Now, let us forget that we fixed $g$. We thus have shown that $\sigma
^{-1}\left( g\right) =\tau^{-1}\left( g\right) $ for every $g\in\left\{
1,2,\ldots,n\right\} $. In other words, $\sigma^{-1}=\tau^{-1}$. In other
words, $\sigma=\tau$. This contradicts $\sigma\neq\tau$. This contradiction
proves that our assumption (that $\operatorname*{Ker}\left( v_{\sigma
}-v_{\tau}\right) =\mathbf{k}^{n}$) was wrong. Hence, $\operatorname*{Ker}
\left( v_{\sigma}-v_{\tau}\right) \neq\mathbf{k}^{n}$. Since
$\operatorname*{Ker}\left( v_{\sigma}-v_{\tau}\right) $ is a $\mathbf{k}
$-vector subspace of $\mathbf{k}^{n}$, this yields that $\operatorname*{Ker}
\left( v_{\sigma}-v_{\tau}\right) $ is a proper subspace of $\mathbf{k}^{n}$.
Now, let us forget that we fixed $\left( \sigma,\tau\right) $. Thus, for
every $\left( \sigma,\tau\right) \in G$, the set $\operatorname*{Ker}\left(
v_{\sigma}-v_{\tau}\right) $ is a proper subspace of $\mathbf{k}^{n}$. Hence,
$\bigcup_{\left( \sigma,\tau\right) \in G}\operatorname*{Ker}\left(
v_{\sigma}-v_{\tau}\right) $ is a union of finitely many proper subspaces of
$\mathbf{k}^n$ (since $G$ is finite).
Therefore, $\bigcup_{\left( \sigma,\tau\right)
\in G}\operatorname*{Ker}\left( v_{\sigma}-v_{\tau}\right) $ must be a
proper subset of $\mathbf{k}^n$ (since any union of finitely many proper
subspaces of $\mathbf{k}^n$ must be a proper subset of $\mathbf{k}^n$).
In other words, there exists some $a\in \mathbf{k}^n$ such that
$a\notin\bigcup_{\left( \sigma,\tau\right) \in G}
\operatorname*{Ker}\left( v_{\sigma}-v_{\tau}\right) $. Consider this $a$.

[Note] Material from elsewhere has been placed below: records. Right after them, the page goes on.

PR #5467, opened 2018-11-28
ModeAwareFilter Fixes

GaneshSPatil:
* Consider '/remoting', '/agent-websocket' and 'add-on' request as whitelisted API requests
* Allow admins to toggle drain mode setttings during drain mode


server/src/main/java/com/thoughtworks/go/server/newsecurity/filters/ModeAwareFilter.java
```diff
@@ -40,6 +43,11 @@
     private final SystemEnvironment systemEnvironment;
     private DrainModeService drainModeService;
 
+    private static final OrRequestMatcher ALLOWED_DRAIN_MODE_REQUEST_MATCHER = new OrRequestMatcher(
+            new RegexRequestMatcher("/api/stages/[0-9]*/cancel", "POST", true),
```
ketan: Add the new stage operate api for cancel as well?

We have $a\notin\bigcup_{\left( \sigma,\tau\right) \in G}\operatorname*{Ker}
\left( v_{\sigma}-v_{\tau}\right) $. In other words,
(3) $a\notin\operatorname*{Ker}\left( v_{\sigma}-v_{\tau}\right) $ for
every $\left( \sigma,\tau\right) \in G$.
Now, let $\sigma$ and $\tau$ be two distinct elements of $S_{n}$. Thus,
$\left( \sigma,\tau\right) \in S_{n}\times S_{n}$ and $\sigma\neq\tau$. In
other words, $\left( \sigma,\tau\right) \in G$. Hence, (3) shows that
$a\notin\operatorname*{Ker}\left( v_{\sigma}-v_{\tau}\right) $. In other
words, $\left( v_{\sigma}-v_{\tau}\right) \left( a\right) \neq0$. Hence,
$0\neq\left( v_{\sigma}-v_{\tau}\right) \left( a\right) =v_{\sigma}\left(
a\right) -v_{\tau}\left( a\right) $, so that $v_{\sigma}\left( a\right)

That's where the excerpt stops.